In full and without error, repeat the entries below.

>>>>>

PR #814, opened 2023-03-13
Build on ubuntu 20.04

### LINKED ISSUE #812: Linux native binary no longer works on ubuntu 18.04 and ubuntu 20.04 (and likely any linux with glibc < 2.34)
As part of https://github.com/apache/maven-mvnd/pull/801 I upgraded the ubuntu build image from `ubuntu:18.04 to ubuntu:22.04`, mainly because GitHub is removing the support for that old ubuntu image. With that I also inadvertently bumped the minimum requirement for the Glibc the native binary needs, which now seems to be `2.34`.

Then I noticed the patch for Graal in the build script: 
```
- name: 'Patch Graal libs for only requiring glibc 2.12'
  shell: bash
  run: |
          if [[ $OS == linux ]] && [[ $GRAALVM_HOME ]] && [[ -d "$GRAALVM_HOME/lib/static/linux-amd64/glibc" ]]; then
            mkdir -p client/target/graalvm-libs-for-glibc-2.12
            echo "memcpy memcpy@GLIBC_2.2.5" >client/target/glibc.redef
            echo "posix_spawn posix_spawn@GLIBC_2.2.5" >>client/target/glibc.redef
            find "$GRAALVM_HOME/lib/static/linux-amd64/glibc" -name '*.a' | while IFS= read -r input; do
              output="client/target/graalvm-libs-for-glibc-2.12/$(basename -- "$input")"
              objcopy --redefine-syms=client/target/glibc.redef -- "$input" "$output" 2>/dev/null
            done
            find /usr/lib -name libz.a | xargs -r -I {} objcopy --redefine-syms=client/target/glibc.redef {} client/target/graalvm-libs-for-glibc-2.12/libz.a
          fi
```
The patch suggests that `mvnd` should support glibc 2.12, which is no longer the case.

This the output I get when running on ubuntu 18.04 and ubuntu 20.04, with latest binaries from master:
```
/tmp/mvnd-test ❯ podman run -it -v .:/mvnd ubuntu:18.04 bash                                                                                                                                                                                                                                                          
root@542c2dc5feba:/# ./mvnd/maven-1.0.0-m5-SNAPSHOT-mvnd-m39-linux-amd64/bin/mvnd --version
./mvnd/maven-1.0.0-m5-SNAPSHOT-mvnd-m39-linux-amd64/bin/mvnd: /lib/x86_64-linux-gnu/libc.so.6: version `GLIBC_2.32' not found (required by ./mvnd/maven-1.0.0-m5-SNAPSHOT-mvnd-m39-linux-amd64/bin/mvnd)
./mvnd/maven-1.0.0-m5-SNAPSHOT-mvnd-m39-linux-amd64/bin/mvnd: /lib/x86_64-linux-gnu/libc.so.6: version `GLIBC_2.34' not found (required by ./mvnd/maven-1.0.0-m5-SNAPSHOT-mvnd-m39-linux-amd64/bin/mvnd)
```

Now, I am not sure about the intended supportability for different glibc versions. Ubuntu 18.04 is already pretty old and according to https://wiki.ubuntu.com/Releases, the end of standard support is like a month away. So maybe that one could be dropped? But then it seems like `mvnd` should still support at least ubuntu 20.04, which will be supported for another two years.

psiroky:
* fixes #812 
* building on ubuntu:22.04 produces binaries which require too recent glibc
   version (2.32+) and that means the binary no longer works on
   older ubuntu versions, like 20.04 and 18.04.

 * building on ubuntu:20.04 fixes the problem and the binary again works
   on ubuntu 18.04 and 20.04

 * also bumped the version in the release workflow which got forgotten

### DIFF
--- a/.github/workflows/early-access.yaml
+++ b/.github/workflows/early-access.yaml
@@ -31,7 +31,7 @@ jobs:
   default-build:
     name: 'Default build (without Graal)'
     if: startsWith(github.event.head_commit.message, '[release] Release ') != true
-    runs-on: ubuntu-22.04
+    runs-on: ubuntu-20.04
     steps:
       - name: 'Checkout'
         uses: actions/checkout@v2
@@ -52,7 +52,7 @@ jobs:
     strategy:
       fail-fast: false
       matrix:
-        os: [ ubuntu-22.04, macOS-10.15, windows-2019 ]
+        os: [ ubuntu-20.04, macOS-10.15, windows-2019 ]
     runs-on: ${{ matrix.os }}
 
     steps:
--- a/.github/workflows/release.yaml
+++ b/.github/workflows/release.yaml
@@ -35,7 +35,7 @@ jobs:
     strategy:
       fail-fast: true
       matrix:
-        os: [ ubuntu-18.04, macOS-10.15, windows-2019 ]
+        os: [ ubuntu-20.04, macOS-10.15, windows-2019 ]
     runs-on: ${{ matrix.os }}
 
     steps:
@@ -88,7 +88,7 @@ jobs:
 
   source:
     name: 'Build source distributions'
-    runs-on: ubuntu-18.04
+    runs-on: ubuntu-20.04
     steps:
       - name: 'Check out repository'
         uses: actions/checkout@v2
@@ -121,7 +121,7 @@ jobs:
             target/maven-mvnd-*.tar.gz
 
   release:
-    runs-on: ubuntu-18.04
+    runs-on: ubuntu-20.04
     needs: [build, source]
 
     steps:


psiroky:
Hmm, so this moves the glibc version requirement to 2.17, which is better than before, but still not quite the same

```
./mvnd/maven-1.0.0-m5-SNAPSHOT-mvnd-m39-linux-amd64/bin/mvnd: /lib/x86_64-linux-gnu/libc.so.6: version `GLIBC_2.17' not found (required by ./mvnd/maven-1.0.0-m5-SNAPSHOT-mvnd-m39-linux-amd64/bin/mvnd)
```

psiroky:
Reading through https://github.com/apache/maven-mvnd/pull/730, it says
>An explicit glibc requirement also removes a side effect of changing the build system. When update the build system from ubuntu 18.04 to 20.04, the glibc requirement may also increase to match the new os. On the other hand, glibc 2.12 is required by graalvm.

which is not really the case (anymore?). We bumped the build system and as a side-effect glibc version got bumped as well. GraalVM got updated from 22.2.0 to 22.3.1 in the meantime, in case that could be somehow related.

psiroky:
I wasn't able to make this work so that the glibc requirement would still be 2.12 (released on 2010-12-13). I tried to follow the similar approach with `glibc.redef` as there already is, but that feels like magic, redefining symbols is "random" libraries. I believe this is also going to break again when we upgrade the build system.

There is a library which is using `GLIBC_2.17  clock_gettime` (not even sure which one to be honest) and I am not sure how to get rid of that.

I double-checked and CentOS 6 is indeed using glibc 2.12, but it is also end-of-life for more than two years now (https://wiki.centos.org/HowTos/EOL). Maybe it would make sense to bump the glibc version anyway and support 2.17, which is the one used in CentOS 7?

<<<<<

• EXERCISE SOLUTION:
PR #814, opened 2023-03-13
Build on ubuntu 20.04

### LINKED ISSUE #812: Linux native binary no longer works on ubuntu 18.04 and ubuntu 20.04 (and likely any linux with glibc < 2.34)
As part of https://github.com/apache/maven-mvnd/pull/801 I upgraded the ubuntu build image from `ubuntu:18.04 to ubuntu:22.04`, mainly because GitHub is removing the support for that old ubuntu image. With that I also inadvertently bumped the minimum requirement for the Glibc the native binary needs, which now seems to be `2.34`.

Then I noticed the patch for Graal in the build script: 
```
- name: 'Patch Graal libs for only requiring glibc 2.12'
  shell: bash
  run: |
          if [[ $OS == linux ]] && [[ $GRAALVM_HOME ]] && [[ -d "$GRAALVM_HOME/lib/static/linux-amd64/glibc" ]]; then
            mkdir -p client/target/graalvm-libs-for-glibc-2.12
            echo "memcpy memcpy@GLIBC_2.2.5" >client/target/glibc.redef
            echo "posix_spawn posix_spawn@GLIBC_2.2.5" >>client/target/glibc.redef
            find "$GRAALVM_HOME/lib/static/linux-amd64/glibc" -name '*.a' | while IFS= read -r input; do
              output="client/target/graalvm-libs-for-glibc-2.12/$(basename -- "$input")"
              objcopy --redefine-syms=client/target/glibc.redef -- "$input" "$output" 2>/dev/null
            done
            find /usr/lib -name libz.a | xargs -r -I {} objcopy --redefine-syms=client/target/glibc.redef {} client/target/graalvm-libs-for-glibc-2.12/libz.a
          fi
```
The patch suggests that `mvnd` should support glibc 2.12, which is no longer the case.

This the output I get when running on ubuntu 18.04 and ubuntu 20.04, with latest binaries from master:
```
/tmp/mvnd-test ❯ podman run -it -v .:/mvnd ubuntu:18.04 bash                                                                                                                                                                                                                                                          
root@542c2dc5feba:/# ./mvnd/maven-1.0.0-m5-SNAPSHOT-mvnd-m39-linux-amd64/bin/mvnd --version
./mvnd/maven-1.0.0-m5-SNAPSHOT-mvnd-m39-linux-amd64/bin/mvnd: /lib/x86_64-linux-gnu/libc.so.6: version `GLIBC_2.32' not found (required by ./mvnd/maven-1.0.0-m5-SNAPSHOT-mvnd-m39-linux-amd64/bin/mvnd)
./mvnd/maven-1.0.0-m5-SNAPSHOT-mvnd-m39-linux-amd64/bin/mvnd: /lib/x86_64-linux-gnu/libc.so.6: version `GLIBC_2.34' not found (required by ./mvnd/maven-1.0.0-m5-SNAPSHOT-mvnd-m39-linux-amd64/bin/mvnd)
```

Now, I am not sure about the intended supportability for different glibc versions. Ubuntu 18.04 is already pretty old and according to https://wiki.ubuntu.com/Releases, the end of standard support is like a month away. So maybe that one could be dropped? But then it seems like `mvnd` should still support at least ubuntu 20.04, which will be supported for another two years.

psiroky:
* fixes #812 
* building on ubuntu:22.04 produces binaries which require too recent glibc
   version (2.32+) and that means the binary no longer works on
   older ubuntu versions, like 20.04 and 18.04.

 * building on ubuntu:20.04 fixes the problem and the binary again works
   on ubuntu 18.04 and 20.04

 * also bumped the version in the release workflow which got forgotten

### DIFF
--- a/.github/workflows/early-access.yaml
+++ b/.github/workflows/early-access.yaml
@@ -31,7 +31,7 @@ jobs:
   default-build:
     name: 'Default build (without Graal)'
     if: startsWith(github.event.head_commit.message, '[release] Release ') != true
-    runs-on: ubuntu-22.04
+    runs-on: ubuntu-20.04
     steps:
       - name: 'Checkout'
         uses: actions/checkout@v2
@@ -52,7 +52,7 @@ jobs:
     strategy:
       fail-fast: false
       matrix:
-        os: [ ubuntu-22.04, macOS-10.15, windows-2019 ]
+        os: [ ubuntu-20.04, macOS-10.15, windows-2019 ]
     runs-on: ${{ matrix.os }}
 
     steps:
--- a/.github/workflows/release.yaml
+++ b/.github/workflows/release.yaml
@@ -35,7 +35,7 @@ jobs:
     strategy:
       fail-fast: true
       matrix:
-        os: [ ubuntu-18.04, macOS-10.15, windows-2019 ]
+        os: [ ubuntu-20.04, macOS-10.15, windows-2019 ]
     runs-on: ${{ matrix.os }}
 
     steps:
@@ -88,7 +88,7 @@ jobs:
 
   source:
     name: 'Build source distributions'
-    runs-on: ubuntu-18.04
+    runs-on: ubuntu-20.04
     steps:
       - name: 'Check out repository'
         uses: actions/checkout@v2
@@ -121,7 +121,7 @@ jobs:
             target/maven-mvnd-*.tar.gz
 
   release:
-    runs-on: ubuntu-18.04
+    runs-on: ubuntu-20.04
     needs: [build, source]
 
     steps:


psiroky:
Hmm, so this moves the glibc version requirement to 2.17, which is better than before, but still not quite the same

```
./mvnd/maven-1.0.0-m5-SNAPSHOT-mvnd-m39-linux-amd64/bin/mvnd: /lib/x86_64-linux-gnu/libc.so.6: version `GLIBC_2.17' not found (required by ./mvnd/maven-1.0.0-m5-SNAPSHOT-mvnd-m39-linux-amd64/bin/mvnd)
```

psiroky:
Reading through https://github.com/apache/maven-mvnd/pull/730, it says
>An explicit glibc requirement also removes a side effect of changing the build system. When update the build system from ubuntu 18.04 to 20.04, the glibc requirement may also increase to match the new os. On the other hand, glibc 2.12 is required by graalvm.

which is not really the case (anymore?). We bumped the build system and as a side-effect glibc version got bumped as well. GraalVM got updated from 22.2.0 to 22.3.1 in the meantime, in case that could be somehow related.

psiroky:
I wasn't able to make this work so that the glibc requirement would still be 2.12 (released on 2010-12-13). I tried to follow the similar approach with `glibc.redef` as there already is, but that feels like magic, redefining symbols is "random" libraries. I believe this is also going to break again when we upgrade the build system.

There is a library which is using `GLIBC_2.17  clock_gettime` (not even sure which one to be honest) and I am not sure how to get rid of that.

I double-checked and CentOS 6 is indeed using glibc 2.12, but it is also end-of-life for more than two years now (https://wiki.centos.org/HowTos/EOL). Maybe it would make sense to bump the glibc version anyway and support 2.17, which is the one used in CentOS 7?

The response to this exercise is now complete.